What shaped our thinking at Global Fashion Summit – and what we brought back
At this year’s Global Fashion Summit, much of the conversation centred on how to decarbonise a complex global industry. But beneath the technical discussions sits a more fundamental question: who is included in that transition, and on what terms?
The panel “Decarbonising fashion for people”, featuring Anna Gedda, CEO of H&M Foundation, and Aarti Mohan, Co-founder and Partner at Sattva Consulting covered how decarbonisation, climate, adaptation, and social equity are deeply interconnected in manufacturing hubs.
The discussion highlighted the tension of social impact in the climate work, and the frictions and opportunities of doing both simultaneously with the below key take aways.
No Adaptation, no transition. If the workforce cannot transition with the industry, the industry will not transition at scale or will do so in ways that are difficult to sustain. Climate mitigation and adaptation are already intertwined in manufacturing contexts. Treating them separately risks slowing down both.
Many actors need to move together. Progress does not come from engaging stakeholders one by one, it depends on early alignment between suppliers, brands and workers. Suppliers drive implementation, brands shape incentives, and workers determine whether solutions function in practice. Without that alignment, solutions risk being either unworkable on the ground or disconnected from commercial realities. Also government and financial actors must be engaged. Without policy, infrastructure and capital things cannot scale.
How worker perspectives can shape better outcomes. In terms of authentic worker influence, the conversation moved beyond consultation towards what it means to embed worker input into decision-making. This includes involving workers in the design of transition strategies, creating structures for ongoing social dialogue, and linking their input to real incentives and decisions.
Anna Gedda brought up a concrete example of the above in H&M Foundation’s collective impact initiative Oporajita. Oporajita focuses on incorporating workers’ perspectives into its activities, while also supporting manufacturers on their individual decarbonisation journeys. It combines climate adaptation with mitigation and works toward systemic change.
Adding perspectives to shape the conversation
To promote a just and fair transition for the textile industry, a wide range of voices across the value chain need to be involved and heard, and solutions need to be designed together with those closest to implementation. The H&M Foundation works to facilitate that diverse perspectives are part of shaping industry conversations. Together with the Global Fashion Agenda we were supporting voices at the Global Fashion Summit 2026 that reflect different parts of the system.
Early-stage innovators from the Global Change Award Top 20 finalists 2026:
• Md. Ridwan Hossain, Co-Founder, ThreadBridge, Bangladesh • Henry Kavuma, Founder, Living Carbon Capture Dye Systems, Uganda
From system-level and implementation perspectives:
• Aarti Mohan, Co-founder and Partner, Sattva Consulting, India • Rawnak Jahan, Director, Women and Youth Program, CARE Bangladesh
• Dr. Harshita Umesh, Medical doctor and social impact advocate, India • Farhana Islam, Quality Inspector Tusuka Apparels Ltd, Bangladesh
We saw this as an important opportunity to give space to voices that are often underrepresented in these conversations, bringing in new perspectives and highlighting solutions from the ground. We already know what needs to be done; the challenge is understanding how to do it. By bringing in perspectives from across the value chain into the conversations where decisions are shaped, we hope to see more direct discussions, earlier identification of barriers, and solutions that are more grounded in practice.
Our reflections from the summit
Colleagues across the Foundation engaged in conversations, roundtables and meetings throughout the Summit.
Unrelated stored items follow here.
PR #440, opened 2022-11-02
Emergency keygen fallback

### LINKED ISSUE #438: [TASK] Manually Instruct the DKG Gadget to Run a new Keygen Protocol
**Task summary**
We need a simple way to trigger a new Keygen Protocol, manually, either by using a `sudo` call or using another way like the democracy pallet.

The main motivation behind this is that we should have an on-chain fallback mechanism in any case that the DKG stuck, or the key material got compromised somehow.

The way that should be designed is by exposing a runtime API that we do call from our gadget to determine if we shall trigger an emergency keygen protocol. This runtime call however should not depend on an On-Chain state, like a Storage, instead it should be a simple Event; the reason why is not just a boolean flag inside a storage is that first we will need a custom logic internally to determine if this the first time we check this flag or not (since we will read that storage every block, so we could end up reading and executing the same logic over and over until we flip that boolean to false), and ther other thing is that we will have to set that storage to `false` after running the protocol to the end, which is also more complex that it seems, hence an Event that is `fire-and-forget` is better, since we will only read it once, and if it failed the first time we can trigger another one, easily!

**Specification reference**
- Expose a runtime API that returns a boolean to determine if we should execute an emergency keygen.
- A simple extrinsic call that will emit an Event which will be read by that runtime API and filter by that event, at a sepcific block.
- At every finalized block notification, inside the gadget, call that runtime API function to determine if we shall execute that emergency keygen protocol.

1. Reading Events could be from the `System::events()` in the system pallet.

**SPEC Updates**

Looks like reading the whole system events is costly, instead we will use the other idea of on-chain storage flag to store a boolean value to indecate if we shall execute an emergency keygen protocol or not. The trick here to avoid the complex implementation of the on-chain storage, is we set it to `true` but next block we set it back to `false`.

shekohex:
**Summary of changes**
- SPEC #438 

Closes #438

### DIFF
--- a/dkg-gadget/src/worker.rs
+++ b/dkg-gadget/src/worker.rs
@@ -850,6 +850,12 @@ where
 		debug!(target: "dkg_gadget::worker", "🕸️  Processing block notification for block {}", header.number());
 		*self.latest_header.write() = Some(header.clone());
 		debug!(target: "dkg_gadget::worker", "🕸️  Latest header is now: {:?}", header.number());
+		// Check if we should execute emergency Keygen Protocol.
+		if self.should_execute_emergency_keygen(header) {
+			debug!(target: "dkg_gadget::worker", "🕸️  Should execute emergency keygen");
+			self.handle_emergency_keygen(header);
+			return
+		}
 		// Clear offchain storage
 		listen_and_clear_offchain_storage(self, header);
 		// Attempt to enact new DKG authorities if sessions have changed
@@ -1090,6 +1096,13 @@ where
 				reason: "Message signature is not from a registered authority or next authority"
 					.into(),
 			})
+		}
+	}
+
+	pub fn handle_emergency_keygen(&self, header: &B::Header) {
+		// Start the queued DKG setup for the new queued authorities
+		if let Some((_active, queued)) = self.validator_set(header) {
+			self.handle_queued_dkg_setup(header, queued);
 		}
 	}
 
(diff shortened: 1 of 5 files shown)


dkg-gadget/src/worker.rs
```diff
@@ -850,6 +850,12 @@ where
 		debug!(target: "dkg_gadget::worker", "🕸️  Processing block notification for block {}", header.number());
 		*self.latest_header.write() = Some(header.clone());
 		debug!(target: "dkg_gadget::worker", "🕸️  Latest header is now: {:?}", header.number());
+		// Check if we should execute emergency Keygen Protocol.
+		if self.should_execute_emergency_keygen(header) {
+			debug!(target: "dkg_gadget::worker", "🕸️  Should execute emergency keygen");
+			self.handle_emergency_keygen(header);
```
1xstj, line 856: QQ : Will it be ok if a queued or current DKG is already in process and we trigger emergency keygen?

drewstone (changes requested):
Looks good, we should have tests of the flag flipping as well @shekohex

dkg-gadget/src/worker.rs
shekohex: There is handling already for that Edge case, basicly it will just ignore that call and return.
https://github.com/webb-tools/dkg-substrate/blob/4eaee85a2253e95a5c54dd29846bf2c298445d75/dkg-gadget/src/worker.rs#L794-L804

One general reflection that we have is that we are shifting from a situation where climate has mainly been a long-term, reputation-driven issue to one that is operational and existential here and now. For example, climate change is already causing heat stress which doesn’t just threaten sustainability targets, but the ability to produce, the health of the workforce, and ultimately delivery capacity. Meaning capital will be redirected from purely CO₂ reduction to solutions that protect people and operations (e.g. cooling, water, working conditions). Thus, resilience will become a competitive advantage; companies that can secure production under extreme climate conditions manage better.
Financing the transition
It was clear throughout the conference that financing sustainability, to ensure it becomes an operational reality, is more important than ever. The discussion highlighted that we cannot rely on the moral imperative alone to drive change. Instead, sustainability needs to be treated as a core business area, integrated into operations and backed by the financial resources it requires.
A strong signal of this is that “just transition” is no longer confined to the CEO agenda only; it has firmly entered the CFO’s room. It starts to shape how capital is allocated, how risks are assessed, and how investments are prioritised. It gets embedded into financial models, business cases and performance tracking.
At the same time, many key sustainability areas, such as decarbonisation, circularity and a just transition, come with investment needs far beyond the ordinary. This underlines the importance of collaboration and the need to utilise a broader ecosystem, where all actors, including suppliers, brands, investors, governments and philanthropic organisations, play their part.